== WHAT THE EXERCISE ASKS ==
How does the data below read from its first line through the line containing "## Verification"? Print those lines exactly.

== Data entries ==
━━━━━━━━━━━━━━━━━━━━

PR #9471, opened 2026-07-13
Settings: apply automatic INI cleanup after loading

ShiroKSH:
## Summary

- Run configured automatic INI cleanup after loading settings and before applying them.
- Discard legacy entries without a last-used date when automatic cleanup is enabled, as documented.

## Verification

- Built and ran a focused MSVC probe covering expired and date-less Window/Table entries, plus the no-session-date path.

### DIFF
--- a/docs/CHANGELOG.txt
+++ b/docs/CHANGELOG.txt
@@ -135,6 +135,7 @@ Other Changes:
   - Added bool io.ConfigIniSettingsSaveLastUsedDate to disable saving that info. (#9460)
   - Added int io.ConfigIniSettingsAutoDiscardMonths to enable a mode where unused settings
     are automatically discard after xx months. (#9460)
+  - Fixed io.ConfigIniSettingsAutoDiscardMonths not removing expired or undated settings on load.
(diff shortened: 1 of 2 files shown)


ocornut:
Hello,
Can you clarify if all those PR came from an actual problem/need that you have?

ShiroKSH:
Yes. The intended use case is a workspace-style tool where windows and tables are created or removed across projects. Its shared imgui.ini accumulates layouts for defunct panes; the opt-in cleanup keeps stale layouts from resurfacing and the file manageable. Legacy entries without LastUsed should be pruned only when that cleanup is enabled.

ocornut:
It was indeed a bug that `CleanupIniSettings()` was not called there. Pushed addbfa5. 
No changelog entry for fixing something added/broken in the current WIP version.

However,
- Setting `DiscardWhenMissingDate = true` is not needed at it will do it already since the date is 0.
- The fact that you needed to make this change means you based a change based on an unverified assumption. Please avoid this.
- (The `Platform_SessionDate != 0` in outer/caller code is not strictly needed needed. This code will probably need to be reworked a bit if we provide multiple options.)

Thank you!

━━━━━━━━━━━━━━━━━━━━

== TASK RESPONSE ==
PR #9471, opened 2026-07-13
Settings: apply automatic INI cleanup after loading

ShiroKSH:
## Summary

- Run configured automatic INI cleanup after loading settings and before applying them.
- Discard legacy entries without a last-used date when automatic cleanup is enabled, as documented.

## Verification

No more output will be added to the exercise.